What are the absolute extrema of #f(x)=x/(x^2+1) in(0,2)#?

Question

Emily Ammerman · Accepted Answer

The first derivative is #df(x)/dx=(x'*(x^2+1)-x*(x^2+1)')/(x^2+1)^2=(1-x^2)/(1+x^2)^2# Hence the first derivative nullifies at #x=+-1# but because #x ε (0,2)# We have that at #x=1# we got a maximum which is #f(1)=1/2#

Axel Alvarez · Answer

undefined To find the absolute extrema of $ f(x) = \frac{x}{x^2 + 1} $ on the interval (0, 2), we first find the critical points by setting the derivative equal to zero and finding where it's undefined. Then, we evaluate $ f(x) $ at these critical points and at the endpoints of the interval (0 and 2). The largest and smallest values among these will be the absolute extrema.

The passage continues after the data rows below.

PR #1514, opened 2024-06-04
make scipy.stats.mode call compatible with scipy>=1.10

barentine:
Addresses issue [scipy.stats.mode output keepdims behavior change](https://github.com/scipy/scipy/issues/16418)

enhancement
**Proposed changes:**
make scipy.stats.mode calls (I only found one) compatible with scipy 1.10+

previously:
```
..\..\..\PYME\recipes\base.py:259: in execute
    ret = self.run(**inputs)
_ _ _ _ _ _ _ _ _ _ _ _ _ _ _ _ _ _ _ _ _ _ _ _ _ _ _ _ _ _ _ _ _ _ _ _ _ _ _ _ _ _ _ _ _ _ _ _ _ _ _ _ _ _ _ _ _ _ _ _ _ _ _ _ _ _ _ _ _ _ _ _ _ _ _ _ _ _

self = <PYME.recipes.processing.StatisticsByFrame object at 0x000001A18913ADE0>, input_name = <PYME.IO.image.ImageStack object at 0x000001A188A4F3D0>
mask = <PYME.IO.DataSources.ArrayDataSource.ArrayDataSource object at 0x000001A188A4E800>

    def run(self, input_name, mask=None):
        from scipy import stats

        data = input_name.data
        if mask:
            # again, handle our mask being either 2D, 3D, or 4D. NB - no color (4D) handling implemented at this point
            mask = mask.data

        var = np.empty(data.shape[2], dtype=float)
        mean = np.empty_like(var)
        median = np.empty_like(var)
        mode = np.empty_like(var)

        for si in range(data.shape[2]):
            slice_data = data[:,:,si, 0]

            if mask is not None:
                if mask.shape[2] == 1:
                    slice_data = slice_data[mask[:,:,0,0].astype('bool')]
                elif mask.shape[2] == data.shape[2]:
                    slice_data = slice_data[mask[:,:,si,0].astype('bool')]
                else:
                    raise RuntimeError('Mask dimensions do not match data dimensions')

            var[si] = np.var(slice_data)
            mean[si] = np.mean(slice_data)
            median[si] = np.median(slice_data)
>           mode[si] = stats.mode(slice_data, axis=None)[0][0]
E           IndexError: invalid index to scalar variable.

..\..\..\PYME\recipes\processing.py:2677: IndexError
```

1. Find critical points by finding where the derivative is zero or undefined:

$$ f'(x) = \frac{(x^2 + 1) - x(2x)}{(x^2 + 1)^2} = 0 $$

$$ \frac{x^2 + 1 - 2x^2}{(x^2 + 1)^2} = 0 $$

$$ x^2 + 1 - 2x^2 = 0 $$

$$ -x^2 + 1 = 0 $$

$$ x^2 = 1 $$

$$ x = \pm 1 $$

2. Evaluate $ f(x) $ at critical points and endpoints:

$$ f(0) = 0 $$
$$ f(1) = \frac{1}{2} $$
$$ f(2) = \frac{2}{5} $$

3. Compare the values:

$$ f(0) = 0 $$
$$ f(1) = \frac{1}{2} $$
$$ f(2) = \frac{2}{5} $$

Thus, the absolute maximum is $ \frac{1}{2} $ at $ x = 1 $, and the absolute minimum is $ 0 $ at $ x = 0 $.